Churchless Christianity

I read this book a few years ago and have been struck by how well its thesis has held up since the book was written in 1991.  In fact it might have been ahead of its time.

The book deals with Hindu’s in India who become Christians but go on practicing Hinduism in regards to houses of worship, fellowship, and cultural framework.  These Hindu’s made a public profession of Jesus but did not join a local church.  Many missionaries have thought this was the elixir to solve doing missions work in places hostile to the Gospel.

No need for people to put themselves in jeopardy by stepping away from their previous faith community and facing suffering, rather than can just be secret believers.

My point being here is that when Christianity becomes churchless it is able to avoid the mockery, persecution, and suffering that comes along with following Jesus.

Church free Christianity has becoming more prevalent not just in far off places but right here in America.

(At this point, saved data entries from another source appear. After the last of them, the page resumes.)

PR #2387, opened 2018-10-09
concept - quickfund an issue

owocki:
##### Description

quickfunds an issue.. only shows advance fund options IFF user requests them http://bits.owocki.com/c00d3edc1db2/Screen%20Recording%202018-10-08%20at%2008.32%20PM.mov

##### Checklist

funding 
##### Testing

tested it 
##### Refers/Fixes

self

### DIFF
--- a/app/assets/v2/css/submit_bounty.css
+++ b/app/assets/v2/css/submit_bounty.css
@@ -133,3 +133,7 @@ textarea:read-only {
   display: inline;
   margin-right: .5rem;
 }
+
+.quickfund .hide_if_quickfund{
+  display: none;
+}
--- a/app/assets/v2/css/submit_bounty.css
+++ b/app/assets/v2/css/submit_bounty.css
@@ -135,5 +135,5 @@ textarea:read-only {
 }
 
 .quickfund .hide_if_quickfund{
-  display: none;
+  display: none !important;
 }
--- a/app/assets/v2/js/pages/new_bounty.js
+++ b/app/assets/v2/js/pages/new_bounty.js
@@ -52,7 +52,6 @@ $('#sync-issue').on('click', function(event) {
 });
 
 
-
 $('#issueURL').focusout(function() {
   setInterval(function() {
     $('#last-synced span').html(timeDifference(new Date(), new_bounty.last_sync));
@@ -89,14 +88,14 @@ $(document).ready(function() {
 
 
   $('#switch_quickfund').click(function(event) {
-    if($("#primary_form").hasClass('quickfund')){
-      $("#primary_form").removeClass('quickfund');
-      $(".text-center.title").text(gettext("Fund Issue"));
-      $(this).text(gettext("Switch to QuickFund"));
+    if ($('#primary_form').hasClass('quickfund')) {
+      $('#primary_form').removeClass('quickfund');
+      $('.text-center.title').text(gettext('Fund Issue'));
+      $(this).text(gettext('Switch to QuickFund'));
     } else {
-      $("#primary_form").addClass('quickfund');
-      $(".text-center.title").text(gettext("QuickFund Issue"));
-      $(this).text(gettext("Switch to Advanced Fund"));
+      $('#primary_form').addClass('quickfund');
+      $('.text-center.title').text(gettext('QuickFund Issue'));
+      $(this).text(gettext('Switch to Advanced Fund'));
     }
     event.preventDefault();
   });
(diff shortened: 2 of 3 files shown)


PixelantDesign:
Looking good!

Could we default to the current funding form and add a link to Quick Fund under the title? 

For the link to switch to quicksand, could we use the words _Normal Funding Form_ instead of _Advanced Funding Form_?

I still think most of our use case will be funders will still need to review project types and think about the details prior to funding an issue.

PixelantDesign:
For the Quickfund view - could we list somewhere what all the defaults are, even though users don't need to make selections?

owocki:
> Could we default to the current funding form and add a link to Quick Fund under the title?

I was kind of hoping we would default to the fast / easy funder form and only go to 'advanced' if user required it.  kind of like how you go to google.com and just get the easy small UX, and then can click 'advanced search' 

> For the link to switch to quicksand, could we use the words Normal Funding Form instead of Advanced Funding Form?

yes

> I still think most of our use case will be funders will still need to review project types and think about the details prior to funding an issue.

In India the church is seen as needless, but here in America the church is seen as irrelevant.  People operate under the assumption they can be true followers of Jesus and have little to no involvement with the local church.  The Church and we as a body has seemed to have failed in conveying to people the deep transforming truths of Christianity that create and demand a new and deeper life.

The reasons for this are endless but a few are that we have turned church into entertainment.  Churches have striven for marketing first often at the expense of faithfulness, and doctrinal truths have been replaced in favor of subjective journeys and experiences.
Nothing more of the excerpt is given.